> _Material shown_
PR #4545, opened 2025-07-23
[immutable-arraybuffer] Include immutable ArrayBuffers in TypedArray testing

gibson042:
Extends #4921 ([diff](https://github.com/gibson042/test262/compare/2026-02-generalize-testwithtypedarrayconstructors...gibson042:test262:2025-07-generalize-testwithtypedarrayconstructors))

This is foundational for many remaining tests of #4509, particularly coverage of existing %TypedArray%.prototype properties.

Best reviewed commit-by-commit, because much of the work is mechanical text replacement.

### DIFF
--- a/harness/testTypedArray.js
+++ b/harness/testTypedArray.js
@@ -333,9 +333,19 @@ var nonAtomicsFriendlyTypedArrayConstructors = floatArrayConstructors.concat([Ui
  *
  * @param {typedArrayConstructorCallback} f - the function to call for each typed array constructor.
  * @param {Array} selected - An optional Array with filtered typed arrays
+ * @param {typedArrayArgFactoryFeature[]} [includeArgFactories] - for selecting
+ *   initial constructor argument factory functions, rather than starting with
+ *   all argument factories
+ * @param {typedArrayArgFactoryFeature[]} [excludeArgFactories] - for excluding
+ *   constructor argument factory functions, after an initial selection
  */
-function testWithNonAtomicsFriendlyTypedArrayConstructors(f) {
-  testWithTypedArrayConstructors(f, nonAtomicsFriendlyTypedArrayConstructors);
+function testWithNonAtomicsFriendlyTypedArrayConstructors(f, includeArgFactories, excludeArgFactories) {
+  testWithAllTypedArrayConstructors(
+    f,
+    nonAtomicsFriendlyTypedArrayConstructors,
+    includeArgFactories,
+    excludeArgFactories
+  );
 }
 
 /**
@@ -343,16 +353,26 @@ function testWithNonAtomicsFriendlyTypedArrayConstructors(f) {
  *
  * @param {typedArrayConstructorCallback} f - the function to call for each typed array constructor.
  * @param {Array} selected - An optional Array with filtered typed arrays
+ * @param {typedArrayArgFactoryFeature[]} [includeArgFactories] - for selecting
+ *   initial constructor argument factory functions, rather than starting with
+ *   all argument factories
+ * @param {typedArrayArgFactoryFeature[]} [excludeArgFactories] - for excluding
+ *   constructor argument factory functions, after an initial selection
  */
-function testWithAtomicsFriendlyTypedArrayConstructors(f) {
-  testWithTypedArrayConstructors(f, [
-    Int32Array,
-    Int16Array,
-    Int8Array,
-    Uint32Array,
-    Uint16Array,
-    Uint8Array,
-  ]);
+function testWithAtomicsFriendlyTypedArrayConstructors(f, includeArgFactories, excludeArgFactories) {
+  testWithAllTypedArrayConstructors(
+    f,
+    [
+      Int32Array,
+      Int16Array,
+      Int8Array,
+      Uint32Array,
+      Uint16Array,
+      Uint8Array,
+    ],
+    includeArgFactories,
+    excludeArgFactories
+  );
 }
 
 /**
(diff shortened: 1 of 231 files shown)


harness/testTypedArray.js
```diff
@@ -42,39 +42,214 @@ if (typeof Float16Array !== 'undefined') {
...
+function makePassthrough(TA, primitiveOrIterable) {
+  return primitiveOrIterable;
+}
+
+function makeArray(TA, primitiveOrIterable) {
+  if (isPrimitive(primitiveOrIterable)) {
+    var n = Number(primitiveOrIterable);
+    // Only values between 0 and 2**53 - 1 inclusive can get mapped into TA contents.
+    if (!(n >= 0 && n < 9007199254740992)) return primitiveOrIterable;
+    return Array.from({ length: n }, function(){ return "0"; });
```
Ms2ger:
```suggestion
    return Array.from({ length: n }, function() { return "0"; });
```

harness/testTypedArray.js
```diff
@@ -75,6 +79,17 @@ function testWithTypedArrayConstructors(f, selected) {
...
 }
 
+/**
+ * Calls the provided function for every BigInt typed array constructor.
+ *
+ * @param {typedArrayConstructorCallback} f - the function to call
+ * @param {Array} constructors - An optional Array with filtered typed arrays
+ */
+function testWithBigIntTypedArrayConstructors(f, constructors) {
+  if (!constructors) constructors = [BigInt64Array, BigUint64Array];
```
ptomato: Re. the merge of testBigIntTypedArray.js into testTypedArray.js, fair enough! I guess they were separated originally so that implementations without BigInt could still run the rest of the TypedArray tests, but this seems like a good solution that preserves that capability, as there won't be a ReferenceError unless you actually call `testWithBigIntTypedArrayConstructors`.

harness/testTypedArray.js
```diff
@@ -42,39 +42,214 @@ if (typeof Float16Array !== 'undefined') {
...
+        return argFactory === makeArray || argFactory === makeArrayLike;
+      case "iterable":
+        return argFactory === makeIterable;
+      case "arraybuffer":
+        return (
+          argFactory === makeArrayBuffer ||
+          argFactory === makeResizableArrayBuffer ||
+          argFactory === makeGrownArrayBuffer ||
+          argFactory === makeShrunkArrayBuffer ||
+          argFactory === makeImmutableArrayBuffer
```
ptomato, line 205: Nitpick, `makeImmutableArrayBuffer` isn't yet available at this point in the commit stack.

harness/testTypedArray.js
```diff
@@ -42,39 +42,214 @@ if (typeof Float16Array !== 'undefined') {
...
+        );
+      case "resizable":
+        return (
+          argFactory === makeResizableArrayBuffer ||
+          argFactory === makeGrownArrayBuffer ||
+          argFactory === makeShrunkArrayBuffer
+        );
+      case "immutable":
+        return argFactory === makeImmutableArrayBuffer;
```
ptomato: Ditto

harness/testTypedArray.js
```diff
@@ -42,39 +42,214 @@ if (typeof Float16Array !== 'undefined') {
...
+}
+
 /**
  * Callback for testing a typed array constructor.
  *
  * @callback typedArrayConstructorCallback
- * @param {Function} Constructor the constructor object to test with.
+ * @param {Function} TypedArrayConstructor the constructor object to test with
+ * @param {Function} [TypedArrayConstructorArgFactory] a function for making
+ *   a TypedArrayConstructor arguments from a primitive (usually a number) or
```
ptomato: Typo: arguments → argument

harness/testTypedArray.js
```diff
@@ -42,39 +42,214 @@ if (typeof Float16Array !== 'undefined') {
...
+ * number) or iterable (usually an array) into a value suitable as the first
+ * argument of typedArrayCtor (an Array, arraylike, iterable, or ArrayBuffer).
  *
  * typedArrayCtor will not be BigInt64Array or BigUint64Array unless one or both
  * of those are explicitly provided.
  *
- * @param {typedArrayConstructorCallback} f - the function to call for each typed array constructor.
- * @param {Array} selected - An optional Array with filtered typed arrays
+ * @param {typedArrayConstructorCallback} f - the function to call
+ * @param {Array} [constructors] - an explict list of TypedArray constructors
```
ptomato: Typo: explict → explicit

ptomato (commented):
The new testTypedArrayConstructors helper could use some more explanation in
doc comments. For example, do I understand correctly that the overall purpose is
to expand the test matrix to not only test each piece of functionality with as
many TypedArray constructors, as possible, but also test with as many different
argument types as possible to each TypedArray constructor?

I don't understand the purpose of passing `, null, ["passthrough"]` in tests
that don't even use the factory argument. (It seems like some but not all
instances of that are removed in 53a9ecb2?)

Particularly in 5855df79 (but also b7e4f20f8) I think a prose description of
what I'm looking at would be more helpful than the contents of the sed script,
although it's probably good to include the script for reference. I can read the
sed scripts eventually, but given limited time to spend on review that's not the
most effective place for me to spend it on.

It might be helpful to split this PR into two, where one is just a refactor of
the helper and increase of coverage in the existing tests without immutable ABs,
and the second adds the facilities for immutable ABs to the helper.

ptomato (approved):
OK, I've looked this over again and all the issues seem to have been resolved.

> _What is being asked_
All lines with the word "makeImmutableArrayBuffer" are needed; pull them from the entries and copy each.

> _Solution for this task_
+          argFactory === makeImmutableArrayBuffer
ptomato, line 205: Nitpick, `makeImmutableArrayBuffer` isn't yet available at this point in the commit stack.
+        return argFactory === makeImmutableArrayBuffer;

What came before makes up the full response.